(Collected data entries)

□ □ □ □

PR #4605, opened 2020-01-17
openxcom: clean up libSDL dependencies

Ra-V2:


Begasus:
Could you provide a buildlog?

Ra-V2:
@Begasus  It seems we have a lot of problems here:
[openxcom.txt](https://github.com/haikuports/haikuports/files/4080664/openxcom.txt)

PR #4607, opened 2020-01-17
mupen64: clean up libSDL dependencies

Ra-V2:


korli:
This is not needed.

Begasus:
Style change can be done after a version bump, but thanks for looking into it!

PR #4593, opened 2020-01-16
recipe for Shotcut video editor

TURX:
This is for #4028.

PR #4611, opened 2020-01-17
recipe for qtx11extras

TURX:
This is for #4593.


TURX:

□ □ □ □

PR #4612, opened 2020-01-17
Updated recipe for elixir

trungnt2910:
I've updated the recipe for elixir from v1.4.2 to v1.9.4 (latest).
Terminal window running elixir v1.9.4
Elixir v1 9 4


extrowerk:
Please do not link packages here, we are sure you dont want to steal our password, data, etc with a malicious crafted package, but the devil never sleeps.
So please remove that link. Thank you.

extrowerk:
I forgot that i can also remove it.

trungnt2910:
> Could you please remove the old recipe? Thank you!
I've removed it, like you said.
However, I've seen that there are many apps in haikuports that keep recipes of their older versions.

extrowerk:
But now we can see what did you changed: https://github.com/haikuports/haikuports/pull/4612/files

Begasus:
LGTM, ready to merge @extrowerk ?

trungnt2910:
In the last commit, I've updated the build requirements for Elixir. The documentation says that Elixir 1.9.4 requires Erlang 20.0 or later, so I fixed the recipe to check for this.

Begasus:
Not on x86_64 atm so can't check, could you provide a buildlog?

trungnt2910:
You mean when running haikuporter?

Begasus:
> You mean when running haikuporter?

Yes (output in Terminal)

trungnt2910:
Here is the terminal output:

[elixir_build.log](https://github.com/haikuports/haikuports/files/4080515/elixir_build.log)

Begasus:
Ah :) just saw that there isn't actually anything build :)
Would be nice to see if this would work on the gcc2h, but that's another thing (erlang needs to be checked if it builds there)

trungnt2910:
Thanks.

□ □ □ □

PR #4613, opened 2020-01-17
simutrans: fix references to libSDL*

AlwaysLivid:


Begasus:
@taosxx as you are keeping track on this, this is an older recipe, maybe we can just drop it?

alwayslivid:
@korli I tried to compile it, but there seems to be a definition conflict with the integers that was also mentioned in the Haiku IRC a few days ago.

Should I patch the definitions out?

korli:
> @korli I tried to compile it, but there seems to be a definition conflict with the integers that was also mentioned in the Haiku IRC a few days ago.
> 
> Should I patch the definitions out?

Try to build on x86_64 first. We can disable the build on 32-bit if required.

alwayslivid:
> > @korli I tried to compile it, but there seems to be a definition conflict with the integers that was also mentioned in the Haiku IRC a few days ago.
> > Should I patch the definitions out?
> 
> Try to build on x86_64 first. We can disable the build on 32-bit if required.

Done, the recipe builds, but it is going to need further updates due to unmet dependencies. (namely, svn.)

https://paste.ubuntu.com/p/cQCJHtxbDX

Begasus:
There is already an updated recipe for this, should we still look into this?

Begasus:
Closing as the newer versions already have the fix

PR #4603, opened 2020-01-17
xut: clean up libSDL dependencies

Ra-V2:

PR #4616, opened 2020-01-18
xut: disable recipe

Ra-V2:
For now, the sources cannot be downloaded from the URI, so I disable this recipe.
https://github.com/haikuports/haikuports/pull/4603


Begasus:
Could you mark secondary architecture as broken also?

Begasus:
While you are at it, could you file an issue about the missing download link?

□ □ □ □

▸ Exercise instructions
For every line of the records that has the word "openxcom" in it, make a copy.

▸ Your response
openxcom: clean up libSDL dependencies
[openxcom.txt](https://github.com/haikuports/haikuports/files/4080664/openxcom.txt)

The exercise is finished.